Visti gli atti di intervento del Presidente del Consiglio dei
ministri;
udito nella camera di consiglio del 30 ottobre 1984 il Giudice
relatore Ettore Gallo.
Ritenuto che il Pretore di Brunico, nel procedimento penale contro
Fistill Reinaldo, imputato di lesioni colpose gravi (art. 590, terzo
comma, cod. pen.), e il Pretore di Saronno, nel procedimento penale
contro Magugliani Angelo, imputato del reato di cui alla stessa
fattispecie, sollevano, rispettivamente con ord. 776/79 dell'8 giugno
1979, e 273/81 del 20 febbraio 1981, questione di legittimità
costituzionale nei confronti dell'art. 91, comma settimo, d.P.R. 15
giugno 1959 n. 393, per contrasto cogli artt. 3, comma secondo, 4,
comma primo e 27, comma terzo, Cost., in quanto esclude ogni
discrezionalità del giudice che decide la sospensione della patente di
guida del condannato per lesioni colpose gravi o gravissime in
dipendenza della circolazione.
che in ambo i giudizi si è costituito il Presidente del Consiglio
dei ministri, rappresentato e difeso dall'Avvocatura Generale dello
Stato, che ha chiesto declaratoria d'infondatezza della questione.

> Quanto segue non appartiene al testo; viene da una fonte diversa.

Issue #71, opened 2017-12-09
Failing doctests should fail the build


schillic:
@mforets: Currently there is a failing doctest in master:

```julia
> File: .../LazySets/src/Ball1.jl

> Code block:                                                                                                       

\`\`\`jldoctest
julia> σ([0.,1], B)
1-element Array{Float64,1}:
 1.0
 0.0
\`\`\`

> Subexpression:                                                                                                    

    σ([0.,1], B)

> Output Diff:                                                                                                      

1-element 2-element Array{Float64,1}:
 1.0
 0.00.0
 1.0 
```
However, Travis does not complain.
See [here](https://github.com/JuliaDocs/Documenter.jl/issues/527) how to potentially implement this.

schillic:
In my recent commits I did not include unit tests but only doctests. Assuming this issue is resolved, they should be equivalent from the automatic builds view (fails iff one of the tests breaks).

`+` Get doc examples for free.
`-` Usually you only run the unit tests locally; then you do not see if you broke something.

I do not have a strong opinion here. We could also have both, but then one of the tests is obviously redundant.

schillic:
@mforets asked about this in the Documenter repo.

mforets:
In #677 i set the `strict` flag build to `false` by default.  The doctests were passing locally but there still the docs was not working.

I'm not proposing this measure to be definitive, but i'm reopening this issue to keep it in mind. Maybe we should add the `strict` option to be read in the command line, like

```julia
$ julia --color=yes docs/make.jl --strict=true
```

Considerato che i giudizi possono essere riuniti trattandosi di
identica questione,
che, pur prescindendo dal ricordare che, con sent. 20 gennaio 1977,
n. 47, questa Corte ha già deciso l'infondatezza della questione sotto
il profilo di cui all'art. 3 Cost., e
che l'art. 4 Cost. è del tutto inconferente nella specie, anche
perché proverebbe troppo in quanto riverbererebbe lo stesso dubbio
persino sulla pena principale, mentre poi è evidente che il condannato
a pena pecuniaria ben può servirsi di altri mezzi (ciclomotore,
motocicletta) per l'espletamento del suo lavoro mentre dura la
sospensione, dovendosi appunto assegnare funzione afflittiva e
rieducativa ad un tempo a quel modesto sacrificio che la situazione
comporta (art. 27).
Va osservato, ad ogni modo e da tutto ciò prescindendo, che -
quanto all'ord. 776/79 - s'impone previamente una evidente questione di
rilevanza.
Il Pretore, infatti, non ha considerato che il fatto da lui
adombrato non avrebbe assolutamente consentito quell'amplissimo
invocato esercizio della discrezionalità da riservare - com'egli
vorrebbe - ai casi nei quali il grado della colpa appare talmente lieve
da essere pressoché inapprezzabile (si fa l'ipotesi di una concorrente
colpa della vittima del 99%). L'ordinanza, infatti, dà atto che
l'imputato è andato ad investire l'autovettura incrociante addirittura
sul lato opposto al suo senso di marcia: poco rilevando, in termini di
grado della colpa, che la strada fosse viscida a causa del fondo
ghiacciato, giacché proprio siffatta circostanza, ben prevedibile
nella stagione invernale a quelle latitudini, doveva imporre una
velocità estremamente moderata, tale da consentirgli la completa
padronanza della guida. E poiché alla misura di cui si discute (che
la dottrina qualifica "sanzione penale anomala"), quando consegue ad
una pena principale, non può essere misconosciuta la funzione
sostanziale di "pena accessoria", è evidente che, quand'anche questa
Corte avesse condiviso i dubbi del Pretore, la sentenza non avrebbe
esercitato alcun valore pregiudiziale sul caso di specie, espressione
di colpa specifica, insuscettibile ad essere inquadrato tra le ipotesi
estremamente lievi.
Quanto poi all'ord. 273/81, è sufficiente rilevare che, proprio in
forza della riconosciuta sostanziale natura di "pena accessoria" alla
misura in esame quando consegua alla condanna a pena principale, essa
non potrebbe mai essere applicata nella fase dell'esecuzione, non
essendo predeterminata dalla legge in misura fissa ma anzi in termini
di larga discrezionalità fra minimo e massimo. Ciò comporta che il
Pretore avrebbe dovuto sospendere il procedimento prima della pronunzia
della condanna: solo in tal caso la decisione della Corte avrebbe
potuto avere carattere pregiudiziale rispetto al quesito circa
l'applicabilità della sospensione della patente.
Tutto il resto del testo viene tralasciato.